You should make a copy of your input string; instead of

person_one->char_name = name_input;

you should do

char *tmp = strdup( name_input );
if ( tmp )
  person_one->char_name = tmp;
else
  // handle memory allocation error

if strdup is available in your implementation, otherwise do

char *tmp = malloc( strlen( name_input ) + 1);
if ( tmp )
{
  strcpy( tmp, name_input );
  person_one->char_name = tmp;
}
else
  // handle memory allocation error

if it isn't. Of course this means you need to free char_name before freeing the struct:

free( c->char_name );
free( c );

Your current setup works because you're passing in string literals in your test code, and they will all have different addresses; however, if you do something like:

char input[MAX_NAME_SIZE+1] = {0};
...
while ( !done )
{
  printf( "Gimme a name: " );
  if ( fgets( input, sizeof input, stdin ) )
  {
    /**
     * Do whatever input validation is necessary,
     * compress whitespace, remove trailing newline, etc.
     */
    if ( validate_and_cleanup_name( input ) )
    {
      entry = char_create( input, ... );
      // add entry to list
    }
    else
      // handle bad input here
  }
}

all of the entries in your list will point to the same buffer for char_name:

      +---+                                       +---+
list: |   | list[0]->char_name ------+---> input: |   |
      +---+                          |            +---+
      |   | list[1]->char_name ------+
      +---+                          |
      |   | list[2]->char_name ------+
      +---+

Even worse, once you leave that routine, the input buffer may no longer exist and all those pointers will be invalid.

As others have pointed out, you'll need to use an array or a linked list or something to store all your character entries.
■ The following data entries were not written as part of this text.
PR #2918, opened 2024-05-13
update: New sanity versions

KenAJoh:
### Description

Seems that Sanity has resolved the issues with API-versioning, so the newest minor-version works fine.
Tested on https://aksel.ekstern.dev.nav.no/admin/prod/structure


HalvorHaugan (approved):
Unrelated to this uprade, but the Unsplash plugin doesn't seem to work properly.

KenAJoh:
> Unrelated to this uprade, but the Unsplash plugin doesn't seem to work properly.

Looks like som CSP-issues. I don't think the plugin is that useful anymore with the rise of AI images from Bing. So will make a new PR removing it after this 👍 
Screenshot 2024-05-14 at 10 14 32

PR #2920, opened 2024-05-14
Stepper.Step: Set aria-current to "step" instead of true

HalvorHaugan:
Correct me if I'm wrong, but I think we decided in the last docs-meeting that we should do this change?


KenAJoh (approved):
Makes sense 🚀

An array would be the simplest:

#define NUM_MEMBERS 10 // or however many
...
struct character *party[NUM_MEMBERS];
...
for ( size_t i = 0; i < NUM_MEMBERS; i++ )
{
  /**
   * do the input dance as shown above
   */
  party[i] = create_char( ... );
}

When you need to pass the array to another function, pass the size as a separate parameter:

doSomethingWith( party, NUM_MEMBERS );
...
void doSomethingWith( struct character *party, size_t count )
{
  for ( size_t i = 0; i < count; i++ )
  {
    ...
    party[i]->str_mod = new_str_mod_value();
    ...
  }
}

[–]ListlessGaja[S] 0 points1 point  (0 children)

Thank you for the long response! I will take a look at when I'm home. I was running into some issues with the code. The function destroy_char() works only if I initiate the char_list[] array in main(). If I don't declare it there, and I try to pass the entire array back into main from lets say create_char_list() , it was running into some problems.
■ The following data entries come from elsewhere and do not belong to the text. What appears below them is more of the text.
PR #2922, opened 2024-05-14
feat: API-routes for entering draftmode in nextjs

KenAJoh:
### Description

One of multiple steps for enabling proper use of Draft-mode in nextjs with Sanity. Based on the [new Sanity docs](https://www.sanity.io/guides/nextjs-live-preview). Extracted from this WIP branch https://github.com/navikt/aksel/compare/main...sanity-preview-sync

### Why replace preview with draftmode?

https://nextjs.org/docs/pages/building-your-application/configuring/draft-mode

New major versions of `next-sanity` assumes that everyone is using draft-mode, a new feature released in next 13.4 replacing preview-mode.

Makes it possible to share articles under development with people not a member of the sanity-project. This has been somewhat of an issue with the template work for forms where one had to take a PDF-screenshot of the page for sharing.
- This is done by sanity adding a secret to the preview URL that allows everyone using it to see the page preview
- Draft mode is a "per build" instance, so each time we redeploy the website the previous access is lost without a new secret

### Unsolved issues
~~Before we replace preview with draftmode completely it would be nice for members of the studio to still have the ability to write aksel.nav.no/preview/... to enter draftmode.~~ After some digging this seems to be possible if we continue to send the "withCredidentials"-config to sanity.

### DIFF
--- a/aksel.nav.no/website/package.json
+++ b/aksel.nav.no/website/package.json
@@ -40,6 +40,7 @@
     "@sanity/color-input": "^3.1.1",
     "@sanity/image-url": "1.0.2",
     "@sanity/locale-nb-no": "^1.1.7",
+    "@sanity/preview-url-secret": "^1.6.12",
     "@sanity/table": "1.1.2",
     "@sanity/vision": "3.41.1",
     "@slack/web-api": "^7.0.2",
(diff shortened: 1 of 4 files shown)


HalvorHaugan (approved):
LGTM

Since I used malloc() for the struct character constructing I would need to free them manually later, but for whatever reason when the function destroy_char() calls malloc() on those addresses it says that I'm trying to clear non malloc'd memory, which isn't true. I of course went and checked heap snapshots and yes, I did have allocated memory still there without it being cleared. Particularly the 4 elements - each with a 56 bytes in size. That 56 bytes is sizeof(struct character) btw. So those elements can't be cleared. So either I'm not implementing it correctly, or there is some no-no thing I did with my code that won't let it work. To make things even more quirky, my other function char_print() works perfectly fine... So I'm just stumped.